Two free tools cover it. PageSpeed Insights (pagespeed.web.dev) gives you Google’s view, including the TTFB and LCP metrics that point at specific causes. GTmetrix (gtmetrix.com) adds a waterfall view showing exactly what’s loading, in what order, and what’s holding things up. Run both on the page that feels slowest, three or four times each — single readings can vary by a couple of seconds. Four numbers matter: TTFB under 600ms, LCP under 2.5 seconds, total page weight under 2MB and request count under 60.
Almost never the number, almost always one bad one. WordPress sites running 45 well-built plugins can be quick; sites running 12 can crawl, because one plugin among the 12 is doing something it shouldn’t — loading its full JavaScript bundle on every page, querying the database unnecessarily on every request, or running background tasks that should be queued. Install Query Monitor (free) to see which plugins are using the most database queries and PHP time. The one that lights up red is the suspect, not the rest.

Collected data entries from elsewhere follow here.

PR #129, opened 2015-10-13
Simplify requirements

psi29a:
throwing it against the wall to see what sticks.. ;)


tcld:
Adding
+protobuf==3.0.0a3
to requirements.txt will enforce that version for Python 2 and 3. Does that version exist for Python 2? Does it work correctly? I didn't mind splitting the requirements for the different Python versions.

The rest certainly looks alright, but the tests seemingly don't agree.

tcld:
Ok, the failed build requires a very easy fix - you didn't rename requirements2.txt somewhere.

psi29a:
protobuf 3.0.0a3 is compatible with python2 and 3,  protobuf2.6 was not. :)

tcld:
Ah, I see you found the appveyor problem. :)
Just for completeness, you might want to change line 6 in setup.py, too. It's not functional, but some day it will look strange.

Great to hear that protobuf is available for both Python 2 and 3. So if the interface between 2.6.0 and 3.0.0 changed in any way, worldengine can easily be updated.

tcld:
By the way: .travis.yml and appveyor.yml contain specific instructions for only Python 2.7. Work for another commit? I don't know how to handle those files or I would have tried already.

psi29a:
And the % change in coverage is now heavily reduced! Great work @tcld 

Yes, you can be specify in travis and appveyor, but usually in scripts setting global variables and other stuff. It can get hairy and I don't like it. ;)

Set up your own branch like I mentioned before and just test! Nothing here bites hard! :P

tcld:
I have been doing that all day. :P 
Right now I have to come back to the Python 3 fixes from earlier, hopefully finishing them so that I can compile worldengine again.

tcld:
I tested the World_pb2.py:
My tests do not complain about unicode() anymore (supposedly 36 tests pass, 4 fail - probably related to pickle, same stuff as before). Compiling and running seems to be fine, too. :)

psi29a:
Super!  Same thing I get.

psi29a:
Merged, gets us into a better state. Stil failing python3 tests, but we're getting there.

tcld:
The rest of the problems *might* be related to pickle. Some are for sure, so maybe a switch wouldn't hurt right now.

tcld:
I just happened to run another test with your World_pb2.py, this time non-obstructed by my own code:
Only two tests failed (38 passed). I copied the output to pastebin:
http://pastebin.com/d5X529dM
It is possible that the second failed test has to do with the first one, or maybe the blessed images need to be refreshed since the random generator is now seeded differently. I don't really know what to do about either of these tests - but things look promising. :)

It would be great to get another release going at some point, it can be a little difficult to get worldengine running.

psi29a:
No worries, it is what I get too with python3.

python2 on the other hand works without a problem.

tcld:
I am actually just curious if the last two errors could be resolved by leaving pickle behind. I may not know what the tests are actually doing and what passing all tests means, but it is always nice to pass all the tests.^^

psi29a:
I'm thinking that there is some type of binary incompatiabilty, for instance that in python3 all strings are unicode while in python2 it can be either ascii or unicode. Another is int and long in python2 while in python3 long no longer exists as all ints are now longs by default.

tcld:
Yes, that is what the first failed test is about. And it is inside from_pickle_file(cls, filename) - so switching to protobuf would certainly circumvent that problem. After that the blessed images could be regenerated, maybe the last failed test solves itself.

Yes, and it’s the single most common cause of slow WordPress sites. Budget shared hosting (£3–7/month plans) stacks hundreds of sites onto one server, so your performance depends on what every other site on that server is doing. The clearest signal is TTFB — if it’s consistently over a second on multiple pages of your site, the server is the bottleneck, not WordPress. Moving to a managed WordPress host (£20–40/month) or a higher tier with your existing provider typically halves TTFB and often more than that.